Cookies are valid for the value configured in cookie-timeout option, after a client disconnects due to timeout. Their purpose is to allow mobile clients to roam between networks without significant disruption in the VPN service.

When compile with --enable-latency-stats

The ocserv server gathers statistical data about the latency incurred while processing received DTLS packets. Due to the volume of data being collected, processing is perfomed in batches. Batch size is a tradeoff of memory usage and statistical accuracy. All values are stored in microseconds (10^-6 seconds).

  • Latency samples are first batched by the ocserv-worker, which gathers LATENCY_SAMPLE_SIZE (1024) of latency data.

  • After LATENCY_SAMPLE_SIZE samples have been gathered, median, mean and STDEV (RMS of delta from median) are computed for that sample set. Totals are maintained for mean and STDEV as well as count of sample sets processed.

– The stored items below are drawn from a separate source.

PR #1193, opened 2017-08-17
Improve fluid regulator

Antifluxfield:
It's always annoying rightclicking hundreds of times when someone is trying to config a regulator with a high pump speed. So I make the cover able to increase/decrease 256 per click when sneak-rightclicking with screwdrivers.


Exidex:
Maybe add that info to the tooltip?

Antifluxfield:
Seems the metaitems don't support multiple lines of custom tooltip...

Dragon2488:
They do. Don't except text to magically break into lines, okay?
You have to manually split it with \n

Antifluxfield:
@Dragon2488 
image
Do you mean sth like this?
I've already tried so and failed, so I gave that conclusion. It's not a simple issue can be solved with an LF.

Exidex:
@Antifluxfield you could add separation logic to the GT_MetaBase_Item#addInformation and for example use `////` as separator.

  • After more than LATENCY_WORKER_AGGREGATION_TIME (60) seconds have passed (or when the worker process ends) the totals for mean, STDEV and sample count are sent to the main process.

  • The ocserv-main process accumulates a running total of mean, STDEV and sample count from all the worker processes for the current sampling interval. Every LATENCY_AGGREGATION_TIME (60s) the current running total is stored as the latency data for the previous interval.

  • The main_server_st stats.current_latency_stats stores weighted mean of the latency the server experienced for the last LATENCY_AGGREGATION_TIME interval. Values are stored as total and sample count, permitting the consumer of the stats to better compute confidence interval and mean value for latency and variation of latency.

  • Latency information is emitted to the log and can also be queried via occtl. Mean latency for an interval can be computed as latency_median_total/latency_sample_count and mean STDEV can be computed as latency_rms_total/latency_sample_count.

  • Latency information can be used as a metric to measure how the ocserv is performing and to measure effective server load.